Members of staff and the Student Council were on hand to welcome Mr Kenny to Mount St Michael before he proceeded to the school gym where he addressed the students. In a wide ranging speech, he spoke of young people in Ireland today as being among the best in the world and capable of performing to the highest levels.
He told the story of well-known dancer Michael Flatley who, a week earlier at a conference in Limerick, recalled his own youth growing up in Chicago.
“Michael told us he did not have the opportunity to go to college. He was working with his pick and shovel in Chicago along with his father. When he asked his father why they had to work seven days a week, his father threw down the shovel and said ‘the reason I am working seven days a week is that you won’t have to work seven when you grow up.’
Ms Fionnghuala King, principal, said Mercy Sisters arrived quietly to Claremorris at the end of the 19th century and steadfastly provided opportunities for education for all the girls of the town and its hinterland for the next hundred years, often through hard times.
“We walk in their footsteps today as together with our now lay trustees CEIST, our Board of Management and the support of the community of Claremorris, we at the school continue to provide a value-based education - education beyond the books - education for life.
“We hope that our students leave Mount St. Michael with a strong sense of self-worth, confident in who they are and what they are capable of. Lucinda Creighton, Minister for European Affairs, is a proud Mount St Michael girl.
“Our new website is the school’s way of telling our story beyond the school walls, beyond the town’s boundary and outside our county border, across the Shannon, across the Irish Sea and indeed across the Atlantic and beyond.
“The restyling of the website began in 2010 when lots of groundwork was done by teachers Sinéad Grogan, Ashling Warde and Sinéad Egan. Since June this year, Sinéad Egan has embraced this project single handedly with the support of the staff and management of the school. I want to acknowledge all those who worked on the website but in particular Sinéad who has put in uncountable hours so that today we have a website to be proud of.”
Ms King spoke of the increasing strain on teachers at the school because of the cut in numbers. “I want to express in the strongest possible terms that the greatest resource we have in this school is our teachers.

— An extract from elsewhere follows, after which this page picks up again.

PR #2481, opened 2021-10-12
Fix: Next and Previous button should only appear when onNext and onPrevious is defined

shaunanoordin:
## PR Overview

Package: lib-classifier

In 2001 we had 32 permanent teachers - for the same number of students, today, we have 26. The proposed increasing in the pupil-teacher ratio in the budget will bring us beyond where we can go.”
On behalf of the Student Council, Sarah Commons expressed thanks to the Taoiseach for taking time out to visit the school while Shania McDonagh, who won a national Texaco award for her art in recent months, presented Mr Kenny with a portrait of himself.

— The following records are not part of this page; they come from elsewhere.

PR #2349, opened 2021-08-10
Refresh user project preferences

srallen:
_Please request review from `@zooniverse/frontend` team or an individual member of that team._ 

Package: app-project

Closes #2205

This is the final piece for UPP prompting. I realized that I was getting ahead of myself if I implemented the web socket idea since the Caesar portion of this feature has yet to be completed and I'm unsure if/how it actually will end up being used. So, I decided that implementing polling is much simpler rather than implementing a web socket connection that would be hard to test and take more time to remove if we end up not doing this. We also already keep track of the classification session count, so this was relatively straight forward. 

What this does is refresh the user project preferences stored every 5 classifications. The prompt is connected to the store and fires an effect when the loading state of the UPP changes, which then calls the function which checks if the assigned workflow is different from the current workflow.

This can be tested manually at: https://local.zooniverse.org:3000/projects/srallen086/workflow-assignment-testing

Sign in as `zootester`, password in passbolt. This user is assigned to workflow id `'2334'`, so has access to the beginner and journey labeled workflows. Pick to start with workflow id `'2333'`. You'll be prompted, select "No thanks". Make five classifications, and you should be prompted again. This time select "take me to the next workflow." You should then be routed to `/workflows/2334`. 

Now go back to the homepage and select the beginner workflow. This time select "Don't show me this again." and "No thanks". Do five classifications, and you won't be prompted. 

# Review Checklist

## General

- [ ] Are the tests passing locally and on Travis?
- [ ] Is the documentation up to date?

## Components
- [ ] Has a storybook story been created or updated?
- [ ] Is the component accessible? 
  - [ ] Can it be used with a screen reader? [BBC guide to testing with VoiceOver](https://bbc.github.io/accessibility-news-and-you/accessibility-and-testing-with-voiceover-os.html)
  - [ ] Can it be used from the keyboard? [WebAIM guide to keyboard testing](https://webaim.org/techniques/keyboard/#testing)
  - [ ] Is it passing accessibility checks in the storybook?

## Apps

- [ ] Does it work in all major browsers: Firefox, Chrome, Edge, Safari?
- [ ] Does it work on mobile?
- [ ] Can you `yarn panic && yarn bootstrap` or `docker-compose up --build` and app works as expected?

## Publishing

- [ ] Is the changelog updated?
- [ ] Are the dependencies updated for apps and libraries that are using the newly published library?

## Post-merging

[...]

PR #2515, opened 2021-11-03
Refactor UPP data-fetching

### LINKED ISSUE #2501: Every 5 classifications, the classifier unmounts and remounts
## Package
app-project

## Describe the bug
https://frontend.preview.zooniverse.org/projects/eatyourgreens/-project-testing-ground/classify/workflow/3223?env=staging

Try submitting some classifications on that test Yes/No workflow. Watch today's session count in the 'Your Stats' box on the Classify page. At 5, 10, 15 classifications etc. the classifier is replaced by a loading icon and completely reloads.

## Expected behavior
`UserProjectReferences` should refresh in the background, every 5 classifications, but the classifier shouldn't completely reload, which forces a reload of the workflow and other resources from Panoptes.

eatyourgreens:
Fetch the full UPP resource when the stored user changes. When refreshing the UPP resource, fetch data in the background and only refresh stored settings, so as to avoid overwriting the stored classification count.

#2349 introduced a couple of undesired side effects for all projects:
- every 5 classifications, the user's `activity_count` is refreshed from Panoptes. `activity_count` is updated every 5 minutes, so this can lead to weird behaviour where your classification count, on the Classify page, can go up, then down, then up again.
- every 5 classifications, the classifier is replaced by a loading icon and reloads, including clearing the stored subject queue and refreshing it from Panoptes.

This PR should fix both those effects, by silently requesting UPP (every 5 classifications) and only refreshing `UPP.settings`.

Package:
app-project

Closes #2501.

# Review Checklist

## General

## Components

## Apps

- [ ] Does it work on mobile?

## Publishing

## Post-merging

### DIFF
--- a/packages/app-project/stores/User/UserPersonalization/UserProjectPreferences/UserProjectPreferences.js
+++ b/packages/app-project/stores/User/UserPersonalization/UserProjectPreferences/UserProjectPreferences.js
@@ -45,27 +45,19 @@ const UserProjectPreferences = types
 
   }))
   .actions(self => {
-    const _fetch = flow(function * _fetch() {
+    async function _fetch() {
       const { client, project, user } = getRoot(self)
-      self.setLoadingState(asyncStates.loading)
-      try {
-        const token = yield auth.checkBearerToken()
-        const authorization = `Bearer ${token}`
-        const query = {
-          project_id: project.id,
-          user_id: user.id
-        }
-
-        const response = yield client.panoptes.get('/project_preferences', query, { authorization })
-        const [preferences] = response.body.project_preferences
-        if (preferences) {
-          self.setResource(preferences)
-        }
-        self.setLoadingState(asyncStates.success)
-      } catch (error) {
-        self.handleError(error)
+      const token = await auth.checkBearerToken()
+      const authorization = `Bearer ${token}`
+      const query = {
+        project_id: project.id,
+        user_id: user.id
       }
-    })
+
+      const response = await client.panoptes.get('/project_preferences', query, { authorization })
+      const [preferences] = response.body.project_preferences
+      return preferences
+    }
 
     return {
       reset() {
@@ -97,13 +89,29 @@ const UserProjectPreferences = types
       },
 
       fetchResource: flow(function* fetchResource() {
-        if (!self.id) {
-          yield _fetch()
+        try {
+          if (!self.id) {
+            self.setLoadingState(asyncStates.loading)
+            const preferences = yield _fetch()
+            if (preferences) {
+              self.setResource(preferences)
+            }
+            self.setLoadingState(asyncStates.success)
+          }
+        } catch (error) {
+          self.handleError(error)
         }
       }),
 
       refreshResource: flow(function * refreshResource() {
-        yield _fetch()
+        try {
+          const preferences = yield _fetch()
+          if (preferences) {
+            self.preferences = preferences.preferences
+          }
+        } catch (error) {
+          self.handleError(error)
+        }
       })
     }
   })
--- a/packages/app-project/stores/User/UserPersonalization/UserProjectPreferences/UserProjectPreferences.js
+++ b/packages/app-project/stores/User/UserPersonalization/UserProjectPreferences/UserProjectPreferences.js
@@ -2,6 +2,7 @@ import { applySnapshot, flow, getRoot, types } from 'mobx-state-tree'
 import auth from 'panoptes-client/lib/auth'
 import asyncStates from '@zooniverse/async-states'
 
+import { logToSentry } from '@helpers/logger'
 import numberString from '@stores/types/numberString'
 
 const Preferences = types
@@ -83,12 +84,6 @@ const UserProjectPreferences = types
         applySnapshot(self, resource)
       },
 
-      handleError(error) {
-        console.error(error)
-        self.error = error
-        self.setLoadingState(asyncStates.error)
-      },
-
       setLoadingState(state) {
         self.loadingState = state
       },
@@ -104,7 +99,10 @@ const UserProjectPreferences = types
             self.setLoadingState(asyncStates.success)
           }
         } catch (error) {
-          self.handleError(error)
+          console.error(error)
+          logToSentry(error)
+          self.error = error
+          self.setLoadingState(asyncStates.error)
         }
       }),
 
@@ -115,7 +113,7 @@ const UserProjectPreferences = types
             self.settings = preferences.settings
           }
         } catch (error) {
-          self.handleError(error)
+          console.error(error)
         }
       })
     }
--- a/packages/app-project/stores/User/UserPersonalization/UserProjectPreferences/UserProjectPreferences.js
+++ b/packages/app-project/stores/User/UserPersonalization/UserProjectPreferences/UserProjectPreferences.js
@@ -34,12 +34,15 @@ const UserProjectPreferences = types
     settings: types.maybe(Settings)
   })
   .views(self => ({
+    get assignedWorkflowID() {
+      return self.settings?.workflow_id
+    },
+
     promptAssignment(currentWorkflowID) {
       const project = getRoot(self).project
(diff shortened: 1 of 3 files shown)


packages/app-project/stores/User/UserPersonalization/UserProjectPreferences/UserProjectPreferences.js
```diff
@@ -97,13 +89,29 @@ const UserProjectPreferences = types
...
       refreshResource: flow(function * refreshResource() {
-        yield _fetch()
+        try {
+          const preferences = yield _fetch()
+          if (preferences) {
+            self.preferences = preferences.preferences
+          }
+        } catch (error) {
+          self.handleError(error)
+        }
```
eatyourgreens, line 114: This will crash the classifier if the refresh request fails (eg. I'm on mobile and temporarily lose network.) It might be better to ignore the error and let the volunteer continue to classify with their old UPP.

mcbouslog: I think it might be better to ignore the error and let the volunteer continue to classify.

mcbouslog (commented):
Apologies, this took me some time to familiarize myself with. I confirmed the issue on staging project Planet Finders Beta, confirmed this branch fixes the issue.

A few questions for my understanding:
- why was `_fetch` refactored to remove `flow/yield` to `async/await`? was it because it's just requesting the project preference resource now, and not updating loading states at all (loading state updates moved to `fetchResource`, omitted from `refreshResource` to fix bug)
- this is outside of this PR, but I think important to confirm promotion still working as expected - I don't understand [the last test in UserProjectPreferences.spec.js](https://github.com/zooniverse/front-end-monorepo/blob/master/packages/app-project/stores/User/UserPersonalization/UserProjectPreferences/UserProjectPreferences.spec.js#L346-L368). 
    - should there be an assertion that equals `true`, like `expect(rootStore.user.personalization.projectPreferences.promptAssignment('123')).to.be.true()`, to test that if a user is on a different workflow than assigned they should be prompted to change to workflow assigned?
    - if the workflow the user's assigned(?) per `upp.settings.workflow_id` is '999' [code link](https://github.com/zooniverse/front-end-monorepo/blob/master/packages/app-project/stores/User/UserPersonalization/UserProjectPreferences/UserProjectPreferences.spec.js#L49), should that workflow be included in the test's project active workflows [code link](https://github.com/zooniverse/front-end-monorepo/blob/master/packages/app-project/stores/User/UserPersonalization/UserProjectPreferences/UserProjectPreferences.spec.js#L351), so an assertion could be made to confirm `promptAssignment` returns `true`?
    
I'll dig into the following a little more asap, but the reason not approving is that I just want to double-check if I'm seeing things correctly that on master I'm prompted again after 5 to try assigned workflow, but on this branch I don't think I am ever prompted again, on this testing project - https://local.zooniverse.org:3000/projects/srallen086/workflow-assignment-testing/classify/workflow/2333. Is that expected, and if so, should we create an issue to track how this breaks subsequent promotion prompting (but still merge this to fix the bug on all active projects, no active projects are using promotion (I think), so the no subsequent prompt issue can wait)?

eatyourgreens:
That’s a good question about the tests. I’m not sure what they’re testing either. 

This was a refactor, so the behaviour of the store shouldn’t change. I’ll have another look and see if I can see what’s happening with workflow assignment. I’d expect that the new workflow is set when the preferences change, and then the front-end reacts to that change.

eatyourgreens:
Reading back through the code, workflow assignment uses `settings`, not `preferences`. This has broken workflow assignment and the tests should be failing.

packages/app-project/stores/User/UserPersonalization/UserProjectPreferences/UserProjectPreferences.js
```diff
@@ -97,13 +89,29 @@ const UserProjectPreferences = types
...
+          self.handleError(error)
         }
       }),
 
       refreshResource: flow(function * refreshResource() {
-        yield _fetch()
+        try {
+          const preferences = yield _fetch()
+          if (preferences) {
+            self.preferences = preferences.preferences
```
eatyourgreens, line 110: This should update `self.settings`.

eatyourgreens:
```suggestion
            self.settings = preferences.settings
```

eatyourgreens:
@mcbouslog I’ve now vanished down a rabbit hole of trying to figure out how the tests work. I think you’re right, that they pass when they should fail, so there’s an evergreen test in there somewhere. 

I think there’s also a bunch of old code in the setup that isn’t needed, now that the `User` model has been refactored to remove some of the `autorun` observers. I can clean up old code here, but the evergreen tests might be worth their own issue.

eatyourgreens:
Sorry, forgot to say that I would prioritise fixing the classifier for live projects over breaking workflow assignment, if workflow assignment isn’t live. You’re right that we can circle back to fix that when it’s needed.

eatyourgreens:
There were a couple of problems with the tests that I've started to fix here:
- `rootStore` was defined in the top level scope, so that store state leaked across tests. I've moved it down to the scope of each individual test block. That means more setup code but loading state etc. is properly reset for each set of tests.
- tests weren't waiting for the mock UPP data fetching to complete. I've added MobX's [`when`](https://www.mobxjs.com/refguide/when.html) to run the tests when loading is complete. That technique is more-or-less copied straight from [the classifier's `UPPStore` tests](https://github.com/zooniverse/front-end-monorepo/blob/master/packages/lib-classifier/src/store/UserProjectPreferencesStore.spec.js).

I'm still not sure what the workflow assignment tests should be testing, so I've left those out of this PR.

eatyourgreens:
@mcbouslog I added logging, and here's why those tests are broken:
```
Stores > UserProjectPreferences
    Views > promptAssignment
      when a workflow is not currently selected
{ assignedWorkflowID: '555', currentWorkflowID: undefined }
        ✓ should not prompt the user
      when the assigned workflow is not active
{ assignedWorkflowID: undefined, currentWorkflowID: '123' }
        ✓ should not prompt the user
      when the assigned workflow is the same as the current workflow
{ assignedWorkflowID: undefined, currentWorkflowID: '555' }
        ✓ should not prompt the user
      when the assigned workflow is not the same as the current workflow
{ assignedWorkflowID: undefined, currentWorkflowID: '123' }
        ✓ should prompt the user
```

eatyourgreens:
I think all that's left to do here is to write some tests that refresh the assigned workflow without unexpected changes to the user classification count or classifier loading state.

eatyourgreens:
I'm not sure how to test workflow assignment on the test project, but I've added some tests that refresh your settings and they update the assigned workflow ID without changing your classification count or the classifier loading state.

packages/app-project/stores/User/UserPersonalization/UserProjectPreferences/UserProjectPreferences.js
eatyourgreens: I've changed this to log the error without changing the loading state.

mcbouslog (approved):
This looks great! Confirmed this fixes the classifier reloading issue and stats resetting issue. 

tl;dr - this breaks prompting every 5 classifications if promoted to a different workflow than the workflow classifying on, but that's ok - that needs further refactoring and still prompts initially. 

longer story - This still requests and updates user project preferences (`settings.workflow_id`) every five classifications to see if a user is promoted for the workflow promotion feature, however, it breaks the prompting every 5 classifications because the WorkflowAssignmentModalContainer is using `useEffect` based on `loadingState` which is no longer updated on settings updates. I think fixing the subsequent prompt should be revisited in subsequent work. We could change the WorkflowAssignmentModalContainer `useEffect` to listen to `assignedWorkflowID` and then I think it would prompt only if promoted. That might be a nice quick fix for a subsequent PR. Or as discussed in standup dig into using Sugar, which would be a better longterm solution (then can remove requests every 5 classifications).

The Taoiseach presided at the official opening of the renovated Gymnasium, Changing Rooms, Art and Media Rooms and the official launch of our iPad Enhanced Learning Initiative and school website when he visited St Colman’s College. Here he reminisced about his footballing days and games played against the college back in the 1970s. A link with that era was Frank Molloy (Proinsias O Maolmhuaidh) who taught in Castlebar before coming to his home school of St Colman’s.
School principal Jimmy Finn recalled many of the developments at the college in recent years, including the major all-weather football pitch. “This project is now fully complemented by the completion of the gymnasium and changing rooms and will help to ensure that St. Colman’s continues to be a nursery for Gaelic football and sporting talent well into the future. I wish to acknowledge the foresight and vision of then School President, Fr. Michael Lyons, who in 1974 initiated and completed the building of the school gymnasium without the assistance of public funds.”
He said St Colman’s had been to the forefront of technological innovation for many years. “Mrs Maura Newell, who retired from staff last year, prompted our first foray into Computer Technology, setting up our first dedicated computer room using Apple Macs in 1985. Thanks to the vision and initiative, of our late colleague, Michael McDonnell, and the support of local business and fundraising, we developed a dedicated PC Multi-Media Room in 2006. More recently, thanks to Department of Education and Skills funding of around 50,000 and a generous donation from Smyths Toys, we have upgraded our ICT facilities and can confidently state that we are at the forefront of technological innovation in the school system. We have recently reconstructed our school website, www.stcolmans.ie with the assistance of a past pupil Eoghain O Braonain.”
Fr Peter Gannon, PP presided at the blessing ceremony while retired woodwork teacher, Seán Foody, on behalf of the college, presented An Taoiseach with an artefact fashioned out of the timber of a yew tree.
Mr Kenny was taken on a guided tour of St Colman’s prior to departing for Dublin.